Natürlich strömen die Erinnerungen von gestern auf mich ein, was mich immer Mal wieder geschockt zurücktreten lässt. Ist das wirklich passiert? Habe ich Xamin wirklich 'gerettet'? Oder war das alles doch nur ein schlechter Traum? Nur sind Träume meist sehr unrealistisch und echte Geschehnisse eben nicht. Wobei der Zaubertrank doch wirklich unrealistisch war. Habe ich es mir vielleicht doch nur eingebildet?

Wahrscheinlich bin ich für solche Überlegungen einfach noch zu müde, gebe ich es schließlich auf und wühle mich wieder weiter durch den Make-Up-Schrank. Aber da ist keine Uhr!
Genervt drehe ich mich zu dem Schrank voller Cremes und wühle da weiter herum.
Wieso kann man eine Uhr nicht einfach ganz normal aufhängen? Denn auch in dem zweiten Schrank finde ich nichts Uhrenvergleichbares. Gestresst drehe ich mich wieder um mich selbst, da ich überhaupt kein Zeitgefühl mehr besitze und keine Ahnung davon habe, wie viel Zeit vergangen ist. Mein Blick bleibt schließlich an einem Bild hängen, dass einen blauen Hintergrund besitzt mit Buchstaben im Vordergrund. Moment mal! Nein jetzt, wirklich? Wie mir auffällt leuchten einige Buchstaben und andere wiederrum nicht. 'ES IST HALB ZWÖLF', lese ich die erleuchtete Schrift erleichtert, die Uhr endlich gefunden zu haben. Und eigentlich schaut sie auch ganz cool aus, auch wenn sie mir ein bisschen zu unauffällig ist.
Wahrscheinlich will der Typ mich dann um zwölf Uhr sehen, schließe ich aufgeregt und schreite hungrig auf die Tür zu. Mit einem leisen Quietschen ziehe ich sie auf und betrachte den lecker gedeckten Teller. Schnell bücke ich mich, um ihn rein zu tragen.

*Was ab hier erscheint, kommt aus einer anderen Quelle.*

PR #11445, opened 2026-07-04
[BugFix] fix  for new verision of cann

ZT-AIA:
The changes to log.h in the new version of cann caused compilation errors, so compatibility with the new version of cann was added.
No
pip install 

- vLLM version: v0.23.0


zzzzwwjj (approved):

zzzzwwjj:
This PR looks like an AI's work. This is a temporary bug fix, please confirm the correct way to call the CANN interface.

PR #11449, opened 2026-07-05
[Performance] Reuse DP metadata sync buffers

ShuhaoZhangTony:
This extracts the DP metadata sync buffer reuse optimization from vllm-ascend-hust for upstream review.

The current DP metadata sync path allocates fresh CPU tensors on every `_sync_metadata_across_dp` call. This PR keeps reusable per-runner buffers for:

- the packed DP metadata tensor
- the `num_tokens_after_padding` result tensor

It also preserves the existing `dp_allreduce_on_npu` correctness path by using a reusable NPU metadata tensor when that mode is enabled, then copying the reduced result back to the CPU buffer for the existing post-processing path.

Validation:

- `git diff --check`
- `python -m py_compile vllm_ascend/worker/model_runner_v1.py tests/ut/worker/a2/test_model_runner_v1.py`

Local pytest could not run in this checkout because the environment is missing the `vllm` Python package:

```text
ModuleNotFoundError: No module named 'vllm'
```

- vLLM version: v0.23.0

### DIFF
--- a/tests/ut/worker/a2/test_model_runner_v1.py
+++ b/tests/ut/worker/a2/test_model_runner_v1.py
@@ -4,6 +4,7 @@ from unittest.mock import MagicMock, patch
 
 import numpy as np
 import torch
+from vllm.config import CUDAGraphMode
 from vllm.v1.kv_cache_interface import FullAttentionSpec, KVCacheConfig, KVCacheGroupSpec, KVCacheTensor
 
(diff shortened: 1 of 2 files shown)


ShuhaoZhangTony:
Branch renamed to remove the codex prefix. Follow-up PR: #12317. The replacement also addresses the outstanding buffer-allocation review comment and rebases onto current main.

PR #11489, opened 2026-07-06
[Test] Added test cases for the precision and performance of qwen3

taozi01319:
Add qwen3-8/14/32 performance and accuracy tests

no

- vLLM version: v0.23.0


.github/workflows/configs/weekly_config.yaml
```diff
@@ -1,4 +1,4 @@
-# Single source of truth for the Weekly-A2 / Weekly-A3 test matrix.
+ # Single source of truth for the Weekly-A2 / Weekly-A3 test matrix.
```
jiangyunfan1: not necessary to change this.

wenjun91 (approved):

.github/workflows/configs/weekly_config.yaml
taozi01319: Modified

wangxiyuan (approved):

PR #11496, opened 2026-07-06
[Performance][SpecDecode] Avoid H2D sync in CP proposer metadata

pisceskkk:

This PR reduces host/device synchronization in the CP speculative proposer metadata path.

The first commit keeps CP proposer metadata calculations on device by deriving `cu_num_tokens_pcp_full`, decode query lengths, reject/accept counts, and slot index bases from `query_start_loc_pcp_full.gpu`. It also precomputes CP slot offsets and builds slot indices with a vectorized device operation instead of per-request Python `torch.arange` calls. `_get_cp_local_seq_lens` now creates rank offsets on the same device and dtype as `seq_lens`, avoiding a CPU tensor in the device path.

The follow-up pass removes additional CP-only sync candidates in `llm_base_proposer.py`: decode hidden-state unpadding indices now stay on device instead of using a host Python index list, CP prefill query-start offsets use the existing CPU mirror instead of `cad.query_start_loc[...] .item()`, and non-MLA CP sequence metadata uses the CPU seq-lens mirror when it must be converted to numpy.

No. This is an internal performance-path optimization for CP speculative decoding metadata construction.

- vLLM version: v0.23.0

### DIFF
--- a/vllm_ascend/spec_decode/llm_base_proposer.py
+++ b/vllm_ascend/spec_decode/llm_base_proposer.py
@@ -980,11 +980,11 @@ class AscendSpecDecodeBaseProposer(SpecDecodeBaseProposer):
                 if ori_seq_len_cpu is not None:
                     ori_seq_len_cpu = ori_seq_len_cpu[:batch_size].clone()
                 slot_idx_base = (
-                    query_start_loc_pcp_full[:num_decode_reqs].to(torch.int64) * self.pcp_size
+                    query_start_loc_pcp_full[:num_decode_reqs] * self.pcp_size
                     + torch.arange(num_decode_reqs, device=self.device, dtype=torch.int64)
                     * (self.num_speculative_tokens - 1)
                     * self.pcp_size
-                    + (num_accept_tokens.to(torch.int64) - 1) * self.pcp_size
+                    + (num_accept_tokens - 1) * self.pcp_size
                 )
                 slot_indices = (
                     slot_idx_base[:, None]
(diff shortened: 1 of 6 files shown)


vllm_ascend/spec_decode/llm_base_proposer.py
```diff
@@ -1440,19 +1447,23 @@ def set_inputs_first_pass(
...
                     else:
-                        # remove padding (from pcp all-gather) in decode part
-                        mask_start_loc = torch.cat(
-                            [
-                                torch.tensor([0], dtype=torch.int32, device=query_lens_d.device),
-                                torch.cumsum(query_lens_d * self.pcp_size, dim=0)[:-1],
-                            ]
+                        # Keep decode unpadding indices on device to avoid a host index list.
+                        decode_req_starts = query_start_loc_pcp_full[:num_decode_reqs].to(torch.int64)
+                        decode_query_lens = query_lens_d_device.to(torch.int64)
```
zhenwenqi2024: int32 够吗，decode阶段少点这种to的操作？

vllm_ascend/spec_decode/llm_base_proposer.py
```diff
@@ -1440,19 +1447,23 @@ def set_inputs_first_pass(
...
-                        for req_id in range(num_decode_reqs):
-                            assert None not in (mask_start_loc, mask_len)
-                            mask += list(range(mask_start_loc[req_id], mask_start_loc[req_id] + mask_len[req_id]))
-                        target_hidden_states_d = target_hidden_states_d_padded[mask]
+                        decode_padded_starts_per_token = torch.repeat_interleave(
+                            decode_padded_starts,
+                            decode_query_lens,
+                            output_size=num_tokens_d,
+                        )
+                        decode_offsets = self.arange[:num_tokens_d].to(torch.int64) - decode_req_starts_per_token
```
zhenwenqi2024: int64

weiguihua2 (approved):

slippersss (approved):

linfeng-yuan (approved):

PR #11527, opened 2026-07-07
[0-day] Hy3 0-day adaptation

rjg-lyh:
  Fix two Hunyuan3 (Hy3) compatibility issues on vllm-ascend 0.22.1rc:
  
  1. **MTP model type conversion**: `patch_speculative_config` was missing `hy_v3` → `hy_v3_mtp` conversion, causing
  `Unsupported speculative method: 'mtp'` when MTP is enabled.
  2. **MoE quant type lookup**: `get_linear_quant_type` failed with KeyError for MoE layers because it looked up
  `experts.weight` as a single key, while the quant description only has per-expert entries (`experts.0.gate_proj.weight`). 

No.

- vLLM version: v0.22.1

### DIFF
--- a/vllm_ascend/patch/platform/patch_speculative_config.py
+++ b/vllm_ascend/patch/platform/patch_speculative_config.py
@@ -124,6 +124,13 @@ def hf_config_override(hf_config: PretrainedConfig) -> PretrainedConfig:
     if initial_architecture == "MistralLarge3ForCausalLM":
         hf_config.update({"architectures": ["EagleMistralLarge3ForCausalLM"]})
 
+    if hf_config.model_type == "hy_v3":
+        hf_config.model_type = "hy_v3_mtp"
+        n_predict = getattr(hf_config, "num_nextn_predict_layers", None)
+        hf_config.update(
+            {"n_predict": n_predict, "architectures": ["HYV3MTPModel"]}
+        )
+
     return hf_config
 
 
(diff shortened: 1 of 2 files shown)


vllm_ascend/patch/platform/patch_speculative_config.py
```diff
@@ -124,6 +124,13 @@ def hf_config_override(hf_config: PretrainedConfig) -> PretrainedConfig:
     if initial_architecture == "MistralLarge3ForCausalLM":
         hf_config.update({"architectures": ["EagleMistralLarge3ForCausalLM"]})
 
+    if hf_config.model_type == "hy_v3":
```
zhenwenqi2024, line 127: Hy3.0's MTP support is already available in vLLM, correct? If so, what's the reason for applying a patch here?"

vllm_ascend/quantization/modelslim_config.py
```diff
@@ -327,7 +327,22 @@ def get_linear_quant_type(
...
+            # instead of a single experts.weight key. Find any sub-entry.
+            prefix_dot = prefix + "."
+            for k, v in quant_description.items():
+                if k.startswith(prefix_dot) and k.endswith(".weight"):
+                    quant_type = v
+                    break
+            else:
+                raise KeyError(
+                    f"Neither '{key}' nor any key starting with "
+                    f"'{prefix_dot}' found in quant_description."
```
zhenwenqi2024, line 342: maybe the after descrition is better?"quant_description does not contain the key '{key}' nor any key with the prefix '{prefix_dot}'."

ponyioy:
请问这个修改什么时候可以合并？

PR #11555, opened 2026-07-07
[LoRA] Register Ascend dense-linear LoRA wrappers for MLP/o_proj under TP>1

Liuchenbing-2026:
## Summary

On the `v0.21.0rc` line, `refresh_all_lora_classes()` registers only the four QKV Ascend LoRA wrappers. The dense linear layers (`gate_up_proj` / `down_proj` / `o_proj`) are `AscendMergedColumnParallelLinear` / `AscendRowParallelLinear` / `AscendColumnParallelLinear` subclasses, but the upstream `MergedColumn* / Row* / Column*WithLoRA.can_replace_layer` gate on a strict `type(source_layer) is <upstream base>` check (the merged-column class additionally has a `tp_size == 1` fallback for subclasses).

Under **TP > 1**, none of these match the Ascend concrete types, so the MLP + `o_proj` LoRA deltas are silently dropped and the adapter appears to have no effect (LoRA output == base output).

## Fix

Add six Ascend dense-linear LoRA wrappers mirroring the existing QKV ones (plain + sharded variants for MergedColumn / Row / Column) whose `can_replace_layer` matches the Ascend concrete types, and register them in `refresh_all_lora_classes()`. The LoRA math is fully reused from the upstream wrappers — this change only fixes layer replacement/registration, not the compute path.

## Effect

Fixes dense (MLP / `o_proj`) LoRA being ineffective at TP > 1 for Qwen3.5-27B (Qwen3-Next hybrid GDN, dense). In our testing, an r=8 adapter under TP=2 in eager mode now yields a non-zero LoRA delta with this change, whereas before the outputs were bit-identical to the base model.

## Scope

- Single file: `vllm_ascend/lora/utils.py` (+110), registration only.
- Verified in eager (single-operator) mode. Graph modes (piecewise / full-decode) have separate, unrelated issues and are out of scope for this PR.

- vLLM version: v0.21.0

### DIFF
--- a/vllm_ascend/lora/utils.py
+++ b/vllm_ascend/lora/utils.py
@@ -3,15 +3,24 @@ from torch import nn
 from transformers import PretrainedConfig
 from vllm.config import LoRAConfig
 from vllm.lora.layers import (
+    ColumnParallelLinearWithLoRA,
+    ColumnParallelLinearWithShardedLoRA,
+    MergedColumnParallelLinearWithLoRA,
+    MergedColumnParallelLinearWithShardedLoRA,
     MergedQKVParallelLinearWithLoRA,
     MergedQKVParallelLinearWithShardedLoRA,
     QKVParallelLinearWithLoRA,
     QKVParallelLinearWithShardedLoRA,
+    RowParallelLinearWithLoRA,
+    RowParallelLinearWithShardedLoRA,
 )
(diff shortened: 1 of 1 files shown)


Liuchenbing-2026:
Closing — v0.21.0rc is no longer the active target for this dense-linear LoRA wrapper fix.

PR #11575, opened 2026-07-07
[feature] Support Gemma4 ModelSlim quantization

Alex-stack-hub:

This PR adds ModelSlim W8A8_DYNAMIC quantization support for Gemma4 / Gemma4 text models.

For Gemma4 full-attention `k_eq_v` layers, the ModelSlim quant description contains `q_proj` and `k_proj`, but does not contain a dedicated `v_proj` entry. The model loader duplicates `k_proj` into `v_proj` at load time, while the Ascend ModelSlim packed `qkv_proj` lookup previously required all `q_proj` / `k_proj` / `v_proj` quant entries to exist. As a result, loading a Gemma4 quantized checkpoint could fail with `KeyError` on the missing `v_proj.weight` quant description key.

This PR handles only that known missing-`v_proj` case when both `q_proj` and `k_proj` quant entries are present, so other malformed packed quant descriptions still keep the original failure behavior.

This PR also adds Gemma4-scoped ModelSlim mapping for MoE expert layers. vLLM routes the FusedMoE module through a `.moe.experts` prefix, while the ModelSlim quant description keeps the checkpoint-style `.experts` naming. The added prefix mapping is scoped to `gemma4` / `gemma4_text`, avoiding a global `.experts` rewrite that could affect other model types.

Related issue/RFC: N/A.

No. This only extends ModelSlim quantization config handling for Gemma4 quantized checkpoints. Existing non-Gemma4 logic is preserved, and missing packed shards still raise as before except for the Gemma4 `k_eq_v` missing-`v_proj` layout described above.

- `python3 -m ruff check vllm_ascend/quantization/modelslim_config.py tests/ut/quantization/test_modelslim_config.py`
- `python3 -m ruff format --check vllm_ascend/quantization/modelslim_config.py tests/ut/quantization/test_modelslim_config.py`
- `python3 -m py_compile vllm_ascend/quantization/modelslim_config.py tests/ut/quantization/test_modelslim_config.py`
- `git diff --check`

Unit coverage was added for:

- Gemma4 `k_eq_v` missing-`v_proj` handling.
- Preserving the existing error behavior for other missing packed shards.
- Gemma4 MoE expert prefix mapping.
- Keeping the MoE expert prefix adaptation scoped to Gemma4 / Gemma4 text.

Not run locally:

- `python3 -m pytest tests/ut/quantization/test_modelslim_config.py -q`, because the current local Python environment is missing `torch`.

Base references used during development:

- vLLM version: v0.23.0

### DIFF
--- a/vllm_ascend/quantization/modelslim_config.py
+++ b/vllm_ascend/quantization/modelslim_config.py
@@ -345,6 +345,19 @@ def get_packed_modules_mapping(model_type: str) -> dict[str, list[str]]:
     return packed_modules_model_mapping.get(model_type, {})
 
 
+def _is_missing_k_eq_v_shard(shard_key: str, quant_description: Mapping[str, Any]) -> bool:
+    """Return whether the missing shard matches Gemma4's k_eq_v layout.
+
+    k_eq_v layers do not have a dedicated v_proj entry because v_proj is
+    replicated from k_proj at load time. Keep q_proj/k_proj mandatory so other
+    malformed packed quant descriptions still fail as before.
+    """
+    if not shard_key.endswith(".v_proj.weight"):
+        return False
+    shard_prefix = shard_key[: -len("v_proj.weight")]
+    return f"{shard_prefix}q_proj.weight" in quant_description and f"{shard_prefix}k_proj.weight" in quant_description
+
+
 def get_linear_quant_type(
     quant_description: dict[str, Any], prefix: str, packed_modules_mapping: dict[str, Any]
 ) -> str | None:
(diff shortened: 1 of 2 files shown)


realliujiaxu:
please use PR template

vllm_ascend/quantization/modelslim_config.py
```diff
@@ -345,6 +379,19 @@ def get_packed_modules_mapping(model_type: str) -> dict[str, list[str]]:
     return packed_modules_model_mapping.get(model_type, {})
 
 
+def _is_missing_k_eq_v_shard(shard_key: str, quant_description: Mapping[str, Any]) -> bool:
```
realliujiaxu: How about `_is_missing_v_shard`

Tflowers-0129: 看一下上游这个逻辑的取名

Alex-stack-hub: Upstream Gemma4 handles this by detecting `attention_k_eq_v` full-attention layers and reusing `k_proj` as `v_proj` during weight loading. It does not relax all missing shards. This PR follows the same semantics for ModelSlim quant config: only the missing `v_proj` entry in Gemma4 k_eq_v layout is skipped when `q_proj` and `k_proj` exist; other missing shards still fail as before. I renamed the helper to `_is_missing_v_shard` per the review suggestion and kept the k_eq_v explanation in the comment.

Tflowers-0129 (approved):

realliujiaxu (approved):
LGTM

"Guten Morgen.", sagt jemand männliches neben mir und ich schrecke zusammen. "Wow.", gebe ich von mir und stolpere wieder in mein Zimmer zurück. Mein Herz klopft von dem plötzlich ausgeschütteten Adrenalin und weiche ängstlich weiter zurück. Ich habe ja ganz den Wärter vergessen! Und der hat mich jetzt total verzottelt gesehen. Scheiße, scheiße, scheiße..., denke ich mir immer wieder bis der Mann hervortritt. Das ist Xamin, erkenne ich sofort erleichtert, da ich es bei ihm nicht ganz so schlimm finde, dass er mich so sieht. Schließlich hat er mich gestern schon ohne T-Shirt gesehen, auch wenn das auch nicht besonders angenehm war.
"Guten Morgen.", begrüße ich ihn gefühlte Jahre später dann auch mal mit einem schiefen, verlegenen Grinsen und gehe auf ihn zu.
"Ganz schön schreckhaft für eine Anführerin.", lacht er daraufin nur und bückt sich, um mir anschließend den Teller hinzuhalten.
Dankbar nehme ich ihn an und setzte mich mit den Cornflakes und Brötchen auf's Bett.
"Willst du die Tür wieder zumachen?", frage ich, da ich Ruhe am Morgen doch noch bevorzuge.
"Natürlich."
Dann schließt er die Tür hinter sich und ich bin wieder alleine in meinem Luxus-Kerker, wie ich ihn jetzt taufe. Ja, das passt ganz gut.

Ich verschlinge das Essen praktisch, anstatt es zu genießen und schaue dann eilig auf die Uhr. 'ES IST DREIVIERTEL ZWÖLF', zeigt sie an. Nur noch zehn Minuten, denke ich hektisch und renne zum Kleiderschrank. Wie ich es mir gerade überlegt habe, werde ich das hässlichste Anziehen, das ich finde und mit dem Make-Up mein Gesicht verunstalten. Also schnappe ich mir ein schweinepinkes Top und eine Jogginghose der Assi-Sorte, welche ich mir im Badezimmer überstreife. Dabei bemerke ich, dass ich eigentlich Xamin nach einem weiteren Tampon fragen müsste, aber das muss bei einem Blick auf die Uhr warten. Dann kann ich mich am besten gleich beim Schuldigen beschweren. Der wird sich noch wünschen, mich nie entführt zu haben!